The government of India will provide preferential access to the Indian market free of customs duties normally applicable and quantitative restrictions, except as mentioned elsewhere, for all articles manufactured in Nepal, provided they fulfill the qualifying criteria given below:

a) The articles are manufactured in Nepal wholly from Nepalese materials or Indian materials or Nepalese and Indian materials; or

b) i. the articles involve a manufacturing process in Nepal that brings about a change in classification, at four digit level, of the harmonized commodities description and coding system, different from those, in which all the third country origin in materials used in its manufacture are classified; and the manufacturing process is not limited to insufficient working or processing as indicated in Annexure ‘B’ and

b) ii. From 6th March 2002 to 5th March 2003, the total value materials, parts of produce originating from non-contracting parties or of undetermined origin used does not exceed 75 per cent of the ex-factory price of the articles produced, and the final process of manufacturing is performed within the territory of Nepal. From 6th March 2003 onwards, the total value of materials, parts or produce originating from non-contracting parties or of undetermined origin used does not exceed 70 per cent of the ex-factory price of the articles produce, and the final process of manufacturing is performed within the territory of Nepal.

Nepalese exports to India stood at Rs. 1.55 billion rupees in 1990/91. The same went up to Rs. 33 billion during fiscal year 1999/00 with vanaspati ghee alone comprising a significant percentage.
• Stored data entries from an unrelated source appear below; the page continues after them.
PR #108, opened 2022-03-04
Enable user specified backend

### LINKED ISSUE #101: Support MPI backend
This is mostly motivated by the use case of running one instance of Hydra per GPU on a node. I was only able to do so with the `mpi` backend and iterating through the `LSB_HOSTS` list.

@jychoi-hpc if there's a better way, please let me know; otherwise, I'll plan to add something like what I describe

streeve:
Allow the user to choose the backend, still defaulting to `nccl`, and adding `mpi`

I previously ran multiple separate instances on one node with `mpi`, but that relied on the machine mapping each run to each device. We probably want to explicitly do that in `get_device_name`

This also removes checking for the backend being available, allowing torch to error on its own

Closes #101

### DIFF
--- a/hydragnn/run_prediction.py
+++ b/hydragnn/run_prediction.py
@@ -25,28 +25,28 @@ from hydragnn.postprocess.postprocess import output_denormalize
 
 
 @singledispatch
-def run_prediction(config):
+def run_prediction(config, backend=None):
     raise TypeError("Input must be filename string or configuration dictionary.")
 
 
 @run_prediction.register
-def _(config_file: str):
+def _(config_file: str, backend=None):
 
     with open(config_file, "r") as f:
         config = json.load(f)
 
-    run_prediction(config)
+    run_prediction(config, backend)
 
 
 @run_prediction.register
-def _(config: dict):
+def _(config: dict, backend=None):
 
     try:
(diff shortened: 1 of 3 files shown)


pzhanggit:
Could we put `backend` into `config`?

jychoi-hpc:
I am wondering if we can envs to set runtime settings (such as backend) and `config` file for something we don't need to change run by run/system by system. 

Here is something I thought to set backend with envs:
```
    if os.getenv("HYDRAGNN_BACKEND") is not None:
        backend =os.environ["HYDRAGNN_BACKEND"]
    elif dist.is_mpi_available():
        backend = "mpi"
    elif dist.is_nccl_available() and torch.cuda.is_available():
        backend = "nccl"
    elif torch.distributed.is_gloo_available():
        backend = "gloo"
    else:
        raise RuntimeError("No parallel backends available")
```

Some advantages of using env instead of `config` file would be:
* Setting a backend is a one time at the beginning of run. No need to change code in multiple places
* No need to change `config` file for different systems
Cons:
* user need to set ENVS in the job script

This is just my thought.

jychoi-hpc:
I will address this feature in the upcoming OGB branch.

PR #109, opened 2022-03-06
SAGEStack added

allaffa:
This is one of the simplest convolutional layers.
The introduction of this additional convolutional layer is minimally invasive with respect to the existing version of the repository, and helps us move towards the goal of introducing hyper parameter optimization in the repo, where the choice of the convolutional layer (GIN, GAT, PNA, CGCNN, SAGE) will be an hyper parameter to optimize to maximize validation accuracy.

### DIFF
--- a/hydragnn/models/SAGEStack.py
+++ b/hydragnn/models/SAGEStack.py
@@ -19,34 +19,8 @@ from .Base import Base
 
 
 class SAGEStack(Base):
-    def __init__(
-        self,
-        input_dim: int,
-        output_dim: list,
-        output_type: list,
-        num_nodes: int,
-        hidden_dim: int,
-        config_heads: {},
-        dropout: float = 0.25,
-        num_conv_layers: int = 16,
-        ilossweights_hyperp: int = 1,  # if =1, considering weighted losses for different tasks and treat the weights as hyper parameters
-        loss_weights: list = [1.0, 1.0, 1.0],  # weights for losses of different tasks
-        ilossweights_nll: int = 0,  # if =1, using the scalar uncertainty as weights, as in paper
-        # https://openaccess.thecvf.com/content_cvpr_2018/papers/Kendall_Multi-Task_Learning_Using_CVPR_2018_paper.pdf
-    ):
-        super().__init__(
-            input_dim,
-            hidden_dim,
-            output_dim,
-            output_type,
-            config_heads,
-            ilossweights_hyperp,
-            loss_weights,
-            ilossweights_nll,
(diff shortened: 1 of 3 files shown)


streeve:
Waiting on Pei's review? Or is this ready to merge?

allaffa:
> Waiting on Pei's review? Or is this ready to merge?

This PR is standalone. It just adds a model to the list of models we currently support. We can wait. The most compelling PR for me is PR#105 because it always causes conflicts when I update it from the main branch

hydragnn/models/SAGEStack.py
```diff
@@ -0,0 +1,59 @@
...
+            dropout,
+            num_conv_layers,
+            num_nodes,
+        )
+
+    def get_conv(self, input_dim, output_dim):
+        return SAGEConv(
+            in_channels=input_dim,
+            out_channels=output_dim,
+            root_weight=False,
```
pzhanggit, line 55: Any reason to  set `root_weight=False` and overwrite the default model formula?

allaffa: Yes. I have not been completely honest with you guys. There are other hidden branches behind this PR that seems standalone XD
I am deliberately avoiding any **non-linearity** whenever I can to try to build a neural network that predicts properties that scale linearly with the size of the lattice.
I can introduce an additional input parameter to make this optional.

pzhanggit: I hear you, but if I understand correctly, the`root_weight` here is not about square root of any weights. It is about the first part of 
image

allaffa: You are right. I misinterpreted the description. I just looked at the implementation 
[https://pytorch-geometric.readthedocs.io/en/latest/_modules/torch_geometric/nn/conv/sage_conv.html#SAGEConv](url)
Screen Shot 2022-03-08 at 11 14 09 PM

tests/test_graphs.py
```diff
@@ -122,6 +122,7 @@ def unittest_train_model(model_type, ci_input, use_lengths, overwrite_data=False
 
     # Set RMSE and sample MAE/max error thresholds
     thresholds = {
+        "SAGE": [0.45, 0.45, 0.90],
```
pzhanggit, line 125: It seems SAGE is doing okay in the unit test after the changes. Maybe we can use the same error threshold as the other models?

pzhanggit (approved):

allaffa:
Now I am afraid of merging anything before PR#105. XD

PR #110, opened 2022-03-07
Add initial jenkins CI

streeve:
Not yet enabled on the Jenkins server

### DIFF
--- a/.jenkins
+++ b/.jenkins
@@ -1,0 +1,27 @@
+pipeline {
+    triggers {
+        issueCommentTrigger('.*test this please.*')
+    }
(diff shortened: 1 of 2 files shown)


allaffa:
Where can I run the code to validate that it works?

streeve:
> Where can I run the code to validate that it works?

A new check will show up when this is connected - I forgot to add the PR description

allaffa:
> > Where can I run the code to validate that it works?
> 
> A new check will show up when this is connected - I forgot to add the PR description

Should we convert the PR to draft then?

PR #111, opened 2022-03-07
Add ability to freeze convolution layers

streeve:
This is potentially useful for PI3NN runs. Currently made this an optional input and did not explicitly add to any existing config files


streeve:
This fails because for GAT we need to know whether to average or concat - can I just concat?

streeve:
I assumed yes

hydragnn/models/GATStack.py
```diff
@@ -82,7 +82,7 @@ def _init_node_conv(self):
         self.hidden_dim_node = self.config_heads["node"]["dim_headlayers"]
         # In this part, each head has same number of convolutional layers, but can have different output dimension
         self.convs_node_hidden.append(
-            self.get_conv(self.hidden_dim, self.hidden_dim_node[0], True)
+            self.get_conv(self.hidden_dim, self.hidden_dim_node[0])
```
allaffa, line 85: See comment above.

hydragnn/models/GATStack.py
```diff
@@ -106,7 +105,7 @@ def _init_node_conv(self):
             )
             self.batch_norms_node_output.append(BatchNorm(self.head_dims[ihead]))
 
-    def get_conv(self, input_dim, output_dim, concat):
+    def get_conv(self, input_dim, output_dim, concat=True):
```
allaffa, line 108: See comment above.

hydragnn/models/GATStack.py
```diff
@@ -56,10 +56,10 @@ def __init__(
     def _init_conv(self):
         """Here this function overwrites _init_conv() in Base since it has different implementation
         in terms of dimensions due to the multi-head attention"""
-        self.convs.append(self.get_conv(self.input_dim, self.hidden_dim, True))
+        self.convs.append(self.get_conv(self.input_dim, self.hidden_dim))
```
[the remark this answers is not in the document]
allaffa: No need to split. Thanks for the explanation

allaffa (approved):

hydragnn/models/Base.py
```diff
@@ -81,7 +81,12 @@ def __init__(
         ):
             self.use_edge_attr = True
 
+        # Option to only train final property layers.
+        self.freeze_conv = True
```
streeve, line 85: Oops

pzhanggit:
> > I assumed yes
> 
> Right now, the models developed by @pzhanggit always use concat. Pei can you confirm?

@allaffa  yes, concat has been used. The changes @streeve made optimize the implementation and also enable a consistent function form with other models if I understand correctly

hydragnn/models/GATStack.py
```diff
@@ -106,7 +105,7 @@ def _init_node_conv(self):
             )
```
streeve, line 105: To be clear, we do not concat on the line above this

hydragnn/models/Base.py
streeve: Fixed

hydragnn/models/Base.py
```diff
@@ -93,6 +98,11 @@ def _init_conv(self):
             self.convs.append(conv)
             self.batch_norms.append(BatchNorm(self.hidden_dim))
 
+    def _freeze_conv(self):
+        conv = self.get_conv(self.input_dim, self.hidden_dim)
```
pzhanggit, line 102: Does not look right to me. At this stage, stacked GNN layers are already defined in `self.convs`. To freeze them, should not you go inside `self.convs` and freeze the parameters there?
What currently done is define a new GNN layer (which is not used by any model) and free its parameters.
Let me know if I completely misunderstand it. Thanks.

hydragnn/models/Base.py
```diff
@@ -99,8 +99,7 @@ def _init_conv(self):
             self.batch_norms.append(BatchNorm(self.hidden_dim))
 
     def _freeze_conv(self):
-        conv = self.get_conv(self.input_dim, self.hidden_dim)
-        for param in conv.parameters():
+        for param in self.convs:
```
pzhanggit, line 102: @streeve  Why the two versions of getting parameters are different? Do they both work? I was expecting something like
`for conv in self.convs:
        for param in conv.paramters():
            param.requires_grad = False` Could you verify? Thanks.

hydragnn/models/Base.py
```diff
@@ -81,7 +81,12 @@ def __init__(
         ):
             self.use_edge_attr = True
 
+        # Option to only train final property layers.
+        self.freeze_conv = False
+
         self._init_conv()
+        if self.freeze_conv:
```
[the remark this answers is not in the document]
streeve: Done

hydragnn/models/Base.py
streeve: Fixed, thanks

hydragnn/models/GATStack.py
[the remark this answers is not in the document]
streeve: FYI this was removed since it wasn't necessary when accessing the member variables directly

hydragnn/models/Base.py
```diff
@@ -81,7 +81,12 @@ def __init__(
         ):
             self.use_edge_attr = True
 
+        # Option to only train final property layers.
+        self.freeze_conv = False
```
pzhanggit, line 85: getting `freeze_conv` from `create_model` is missing?

streeve: fixed, thanks for finding another mistake

streeve:
Ready for final review

pzhanggit (approved):
Look good to me, thanks!

PR #113, opened 2022-03-08
opening of raw data file moved into __transform method

allaffa:
This will facilitate the conclusion of additional `__transform methods` to support multiple data formats


allaffa:
@streeve @pzhanggit 
I think this can be quickly reviewed :-)

pzhanggit (approved):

According to statistics, export of vanaspati ghee addedup to 31,722 tons during 1997-98, 65,249 tons during 1998-99 and 84,028 tons during 1999/00. The total Nepalese exports to India in the first five months of the current fiscal year stands at Rs. 14038.6 million, whereas, Nepal imported goods worth Rs. 18276.3 million in the same period. The figure notwithstanding Nepal has a trade deficit of 19 billions rupees with India makes for 48.9 per cent of its total foreign trade.